Facebook’s Attempt to Win the Metaverse Race
The metaverse is not something that can be built by a single firm. Facebook isn’t the only one working on this. Epic Games, the creators of Fortnite, have ambitious aspirations for the metaverse based on its Unreal engine. In reality, Fortnite already includes many components that fit the concept, such as live events, its own money, and so forth. Find out what the metaverse is here.
Facebook’s intention to rename itself is an attempt to align itself with the focus on constructing the metaverse, which CEO Mark Zuckerberg views as a reality sooner or later. And Facebook, which also controls the Oculus VR game platform, doesn’t want to be left out of the metaverse competition.
The metaverse is important to Facebook’s future, and it’s easy to see why. A digital world in which we spend most of our time chatting with friends, where virtual goods are more valuable, and where the laws are fundamentally different. Facebook, of course, would want this. Furthermore, Facebook has its own Oculus VR game platform, which might serve as a portal into this metaverse.
According to Facebook’s own description, the metaverse will allow users to interact with individuals who are not in the same physical area.
“You’ll be able to spend time with friends, work, play, study, shop, create, and do other things.” It’s not about spending more time online; rather, it’s about making the time you do spend online more important,” the business noted. In comparison to how others have theorized the metaverse, this definition is relatively straightforward.
However, Facebook claims that it must first address the issue of how the metaverse will be developed.
The metaverse announcement comes at a time when Mark Zuckerberg is dealing with several critical issues. After a whistleblower accused the business of putting profits ahead of user safety and misled investors, Facebook’s founder and CEO are facing the most serious public relations crisis since the Cambridge Analytica affair. In addition, the disclosures come as the US Congress approaches a legislative package that may compel the business to split up its social media empire, including WhatsApp and Instagram.

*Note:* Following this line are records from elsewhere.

PR #1129, opened 2025-02-05
ISPyB LIMS: simplify create_session() method

elmjag:
Simplify `ISPyBDataAdapter.create_session()` method. After creating a new proposal session, just return a `Session` object.

Skip loading more sessions and constructing `LimsSessionManager` object. It's not needed and makes it harder to use `create_session()` method.

### DIFF
--- a/mxcubecore/HardwareObjects/abstract/ISPyBDataAdapter.py
+++ b/mxcubecore/HardwareObjects/abstract/ISPyBDataAdapter.py
@@ -128,9 +128,7 @@ class ISPyBDataAdapter:
     def isEnabled(self) -> object:
         return self._shipping  # type: ignore
 
-    def create_session(
-        self, proposal_id: str, beamline_name: str
-    ) -> LimsSessionManager:
+    def create_session(self, proposal_id: str, beamline_name: str) -> Session:
 
         try:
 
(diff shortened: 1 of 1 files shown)


mxcubecore/HardwareObjects/abstract/ISPyBDataAdapter.py
```diff
@@ -163,12 +161,7 @@ def create_session(
                 "Session created. session_id=%s" % session_id
             )
             response = self._collection.service.findSession(session_id)
-            session: Session = self.__to_session(asdict(response))
-            return self.get_sessions_by_code_and_number(
-                session.code,
-                session.number,
-                beamline_name,
-            )
+            return self.__to_session(asdict(response))
```
marcus-oscarsson, line 164: Are you sure about this one, it does not seem to be the same web service calls behind. I think that `get_sessions_by_code_and_number` in the end uses `findSessionsByProposalAndBeamLine` and this change will be using `findSession`.

I myself don't know sufficiently about ISPyB, there is maybe no difference in the end ?

elmjag: Yes, this changes the semantics of `create_session()` method. 

Before the change it was:

 - creating a new session
 - fetching that session by ID
 - fetching _all_ sessions for specified proposal and beamline
 
 This change removes the last step, because IMHO it's wrong place to do this operation. _If_ you need to fetch complete list of session, after creating new session, it's better to explicitly make a call to`get_sessions_by_code_and_number()`.

Now it returns the result of step 2. Only the newly created session is returned.

It does change which actual SOAP call that returns data for the `Session`. However it seems to do the right thing. We have tested this at our beamlines, seems to work fine.

marcus-oscarsson: Ok

fabcor-maxiv (approved):

Issue #1046, opened 2024-10-18
Python 3.8 end of life


fabcor-maxiv:
[Python 3.8 has reached its end of life](https://discuss.python.org/t/python-3-8-is-now-officially-eol/66983).

How do we want to handle this?

fabcor-maxiv:
I happened to be thinking about this now because I wanted to update our tooling, starting with the *pre-commit* hooks, but encountered issues. I realized it is because a bunch of tools have already dropped support for Python 3.8, for example `pre-commit` and `black`. This is manageable, but annoying. We have pinned a whole bunch of things, so that is good, this should limit the amount of cases where things start breaking because a dependency dropped support for Python 3.8.

Anyway, do we have a general plan of how we want to handle Python 3.8's end of life?

fabcor-maxiv:
For example [here](https://github.com/mxcube/mxcubecore/pull/1045), I ran `pre-commit autoupdate` at first, but then had to pin to some earlier versions because of Python 3.8 being dropped.

marcus-oscarsson:
I think we can also drop Python 3.8 but we should have a look at the deployment survey to get an idea of how many sites that are still using Python 3.8 and if it would be a blocking issue if we where to drop it. We should bring it up on our next meeting. We have to, in my opinion, sooner or later drop the Python 3.8 support.

In the mean time, to all of those still using Python 3.8. Please let us know and let us know what you think.

rhfogh:
While we are at it, could we consider moving to a newer version than 3.9? The fewer changes the better.  Ideally 3.13 I guess, but as far as we can go. What would be the blocker?

fabcor-maxiv:
> we should have a look at the deployment survey to get an idea of how many sites that are still using Python 3.8

I just checked and the questionnaire did not ask for Python version explicitly, so most answer sheets do not say it.


> In the mean time, to all of those still using Python 3.8. Please let us know and let us know what you think.

I think the question should be a bit more precise. We want to know which setup is both on Python older than 3.9 AND living on the edge of what is on GitHub. If setups have Python 3.8 or older, but live with an older version of MXCuBE (and no intention to catch up with the upstream `develop` branch) then for those setups it should also not matter if we drop Python 3.8.

fabcor-maxiv:
[...]

PR #1133, opened 2025-02-10
Fix type hint annotation issue for Python 3.8

fabcor-maxiv:
The issue was introduced in that commit:
`4fb849824bf4bcb9b91699dc74aa670370249104`

That commit introduced type hint notations
that are not supported in Python 3.8.

With `from __future__ import annotations`,
Python 3.8 should be able to run the code anyway.

### DIFF
--- a/mxcubecore/HardwareObjects/abstract/AbstractCollect.py
+++ b/mxcubecore/HardwareObjects/abstract/AbstractCollect.py
@@ -20,6 +20,8 @@
 
 """Abstract hardware object for data collection."""
 
+from __future__ import annotations
+
 import abc
 import collections
 import errno


fabcor-maxiv:
@rhfogh Can you try this and see if it fixes the issue you saw earlier? It is a one-line change. If not, can you add more details (console output)?

marcus-oscarsson:
@fabcor-maxiv, @rhfogh, which issue is it ?

fabcor-maxiv:
Running code like this with Python 3.8:

```python
from mxcubecore.HardwareObjects.abstract import AbstractCollect
```

triggers a failure like this:

```none
  File "script.py", line 8, in <module>
    from mxcubecore.HardwareObjects.abstract import AbstractCollect
  File "/home/fabcor/workspace/mxcube/mxcubecore/mxcubecore/HardwareObjects/abstract/AbstractCollect.py", line 67, in <module>
    class AbstractCollect(HardwareObject, object):
  File "/home/fabcor/workspace/mxcube/mxcubecore/mxcubecore/HardwareObjects/abstract/AbstractCollect.py", line 596, in AbstractCollect
    def prepare_input_files(self) -> tuple[str | None, str | None, str | None]:
TypeError: unsupported operand type(s) for |: 'type' and 'NoneType'
```

rhfogh (approved):
That solves the problem

marcus-oscarsson:
I see, but I could not find the original discussion for this issue. It also makes me wonder, it seems like some site is still running with Python 3.8 then ? Because during the last developers meeting it did not seem to be the case and we decided to drop both Python 3.8 and 3.9. Or was it the tests that where failing ?

fabcor-maxiv:
> we decided to drop both Python 3.8 and 3.9

Confirm we have green light at https://github.com/mxcube/mxcubecore/issues/1046 and I can probably start working on it :)


> I could not find the original discussion for this issue

It was not on GitHub :)

rhfogh:
I am running Python 3.8 on my development tests - because we are still supposed to be supporting down to Python 3.8, so that is the test set-up I am using.  And trying to run with the newest checked-in version my code broke. I mailed it to Fabien directly  - after all, why make a public fuss when the agreement is clear and there should be nothing particular that needs discussing? 

I very much look forward to upgrading to at least Python 3.10 (which is where these new annotations came in that  1) are much nicer, 2) people seem to be using anyway). But I felt an obligation to stick to Python 3.8 in my tests as long as the agreement has not changed.

fabcor-maxiv:
> was it the tests that where failing ?

No GitHub workflow failed. Which is kind of worrying. We still have huge gaps in our code checking toolchain.

marcus-oscarsson:
I think thats because there is not test performing an actual collect or upload to LIMS. We should really look at this :)

rhfogh:
In this case I actually got the error on loading AbstractBeam, before anything was executed (and I was using the Qt version anyway). But yes, something that follows the collection more closely  wopuld be good - at GPhL we have our in-house code for simulating the image generation that we use to go through a mock collection.

PR #1134, opened 2025-02-10
Fixed bug (for Python3.8) in type annotations

rhfogh:
The line
    users: Optional[dict[str, LimsUser]] = {}
raises an error in Python 3.8. Changing it to 
    users: Optional[Dict[str, LimsUser]] = {}
(and importing Dict) fixes the problem


marcus-oscarsson:
Ok looks good. `isort` is complaining but apart from that :)

fabcor-maxiv (approved):

PR #1137, opened 2025-02-11
fixed lack of some parameters in duplicated data collection task

mockoocy:
When duplicating data collection tasks some parameters are missing in the duplicated one - notable example is `take_snapshots` parameter.
This fixes it and makes it less prone to happen in the future (by using all the properties in the `AcquisitionProperties.as_dict()`).

Note: the `parameters.centred_position` is still being passed explicitly. That's because the `AcquisitionProperties.as_dict()` method is expected to be json-serializable - it is sent in `/available_tasks` GET response. Thus I could not just include the `centred_position` property there.


marcus-oscarsson:
Thanks

mxcubecore/model/queue_model_objects.py
```diff
@@ -626,26 +626,11 @@ def as_dict(self):
         parameters = acq.acquisition_parameters
 
         return {
+            **parameters.as_dict(),
+            "centred_position": parameters.centred_position,
```
elmjag, line 631: Can you add comment, explaining the special case for handling `centred_position`?

I.e. add the info here from this PR's description.

mockoocy: done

And Facebook is being scrutinized by regulators in almost every country, including its home market of the United States. But there are greater goals at stake here, which is why we need to discuss the metaverse in the context of Facebook.
This move has #techFT wondering if Zuckerberg’s big aim to steer the internet’s future evolution is anything more than a diversion from the company’s current litany of issues.
To Sum IT Up
The announcement by Zuckerberg of his aim to develop a more maximalist version of Facebook, including social presence, office work, and entertainment, comes at a time when the US government is seeking to break up its existing corporation. A slew of proposals making their way through Congress may compel Facebook to split off Instagram and WhatsApp, as well as limit the company’s ability to make future acquisitions — or sell services tied to its physical goods.
At the same time, according to Zuckerberg, the metaverse will provide huge potential to individual innovators and artists; to those who wish to work and own houses outside of today’s metropolitan centers; and to people who live in areas with little possibilities for education or recreation. He believes that a realized metaverse may be the next best thing to a successful teleportation apparatus.
Even if tech regulation in the United States stalls, a thriving metaverse would pose familiar and unexpected problems about how the virtual realm is managed, how its contents are regulated, and what its presence would do to our common sense of reality.